19. The apparatus according to claim 13, wherein, The key information evaluation parameters include at least one of the following: the number of content information related to the candidate key information, the number of followers of the candidate key information, the number of views, the number of reposts, and the number of check-ins; the content information evaluation parameters include at least one of the following: the number of replies to the candidate content information, the number of shares, and the publication time.

20. The apparatus according to any one of claims 12-19, wherein, The candidate key information determination module includes: The candidate key information determination submodule is used to select existing key information that is more relevant to the query information than a preset value as the candidate key information based on the query information.

21. The apparatus according to any one of claims 12-19, further comprising: The filtering module is used to filter the query information related to the filtering information according to the filtering information before determining multiple candidate key information matching the query information based on the query information.
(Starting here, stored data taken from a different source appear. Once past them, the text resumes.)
PR #746, opened 2017-11-18
Trying to run on PHP7.1 [#SymfonyConHackday2017]

Dottyx:


.travis.yml
```diff
@@ -2,7 +2,7 @@ language: php
 
 sudo: false
 
-php: [5.3, 5.4, 5.5, 5.6, 7.0, hhvm]
+php: [5.3, 5.4, 5.5, 5.6, 7.1, hhvm]
```
aik099: Please return PHP 7.0 back and of course keep PHP 7.1.

---

I see no reasons for dropping PHP 7.0 support.

tests/Driver/CoreDriverTest.php
```diff
@@ -65,7 +65,7 @@ public function testInterfaceMethods(\ReflectionMethod $method)
 
         $driver = $this->getMockForAbstractClass('Behat\Mink\Driver\CoreDriver');
 
-        $this->setExpectedException('Behat\Mink\Exception\UnsupportedDriverActionException');
+        $this->expectException('Behat\Mink\Exception\UnsupportedDriverActionException');
```
aik099: 1. Where `expectException` method is defined, PHPUnit or Mink?
2. If that is PHPUnit, then are you sure, that method is present in every PHPUnit version where test suite will be used?

tests/Driver/CoreDriverTest.php
```diff
@@ -102,7 +102,7 @@ private function getArgument(\ReflectionParameter $argument)
         if ($argument->getClass()) {
             return $this->getMockBuilder($argument->getClass()->getName())
                 ->disableOriginalConstructor()
-                ->getMock();
+                ->createMock();
```
aik099: Is `createMock` present in every PHPUnit version where test suite will be used?

tests/bootstrap.php
```diff
@@ -0,0 +1,12 @@
+<?php
+include_once __DIR__.'/../vendor/autoload.php';
+
+$classLoader = new \Composer\Autoload\ClassLoader();
+$classLoader->addPsr4("Behat\\Mink\\Tests\\", __DIR__, true);
+$classLoader->register();
+
+// PHPUnit 6 introduced a breaking change that
```
aik099: To address this you need to:

1. across test suite use `\PHPUnit\Framework\TestCase` (because it was available alongside with `\PHPUnit_Framework_TestCase`)
2. don't create any bootstrap file

composer.json
```diff
@@ -16,11 +16,11 @@
 
     "require": {
         "php":                   ">=5.3.1",
-        "symfony/css-selector":  "~2.1|~3.0"
+        "symfony/css-selector":  "~2.1|~3.0|dev-master"
```
derrabus: Should be `"~2.1|~3.0|~4.0"`

PR #747, opened 2017-11-18
Symfony 4 support added

JonEastman:
Added Symfony 4 support added. 

#SymfonyConHackday2017

PR #749, opened 2017-11-24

22. The apparatus according to any one of claims 12-19, further comprising: The push module is used to push the target content information.

23. An electronic device, comprising: At least one processor; as well as A memory communicatively connected to the at least one processor; wherein, The memory stores instructions that can be executed by the at least one processor to enable the at least one processor to perform the method of any one of claims 1-11.

24. A non-transitory computer-readable storage medium storing computer instructions, wherein, The computer instructions are used to cause the computer to perform the method according to any one of claims 1-11.

25. A computer program product comprising a computer program stored on at least one of a readable storage medium and an electronic device, the computer program implementing the method according to any one of claims 1-11 when executed by a processor.